If you have a question about this talk, please contact Gaurav.

In recent years, with the accelerated development of artificial intelligence, a growing field of computational quantum chemistry is the use of neural networks as ansatze for variational Monte Carlo calculations. This neural wave functions approach has been demonstrated to be a very accurate technique for obtaining numerical solutions of the Schrodinger equation. I will start by giving an introduction to the field of neural-network variational Monte Carlo, followed by how we have recently adapted them to study the fractional quantum Hall effect.

The fractional quantum Hall effect hosts emergent anyons with exotic exchange statistics, but direct numerical access to their topological properties in the continuum has remained limited. Most computational approaches are restricted to a single Landau level, which precludes treating realistic regimes with strong Landau-level mixing.

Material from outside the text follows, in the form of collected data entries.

PR #136, opened 2017-05-25
waitForRunning in TestMarkCompleteBug

buchanae:


adamstruck:
should `waitForRunning` be added before all instances of `waitForExec`?

buchanae:
I don't think it's necessary. This fixes the immediate problem, and other tests using waitForExec don't care about the task state. If it continues to be a problem, we could add waitForRunning inside waitForExec

adamstruck:
OK

👍

PR #141, opened 2017-05-31
set default AllowedDirs in the default config

adamstruck:


buchanae:
The website and example bundle need to be regenerated.

I think this should be squashed into a single commit.

A simple test in the storage package that checks that WithConfig results in the correct backends would be good.

adamstruck:
The website is unaffected since it serves the config example file. 

Otherwise, I updated the example bundle and added a test.

PR #142, opened 2017-06-01
cloud-init + google COS image

buchanae:
This simplifies deployment to Google by using their container-optimized OS (COS) and dockerized funnel. This removes the steps needed to build and deploy a Funnel VM image.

Using neural-network variational Monte Carlo, we obtain the 3 degenerate ground states at filling factor ν = 1/3. From these states, we extract the modular S matrix via entanglement interferometry, a technique previously applied only to lattice models. The resulting S matrix encodes the quantum dimensions, fusion rules, and exchange statistics of the emergent anyons, providing a direct numerical demonstration of their topological order. The calculated anyon properties match the well-known theoretical and experimental results. Our work establishes neural-network wavefunctions as a powerful new tool for investigating anyonic properties.

This talk is part of the Theory of Condensed Matter series.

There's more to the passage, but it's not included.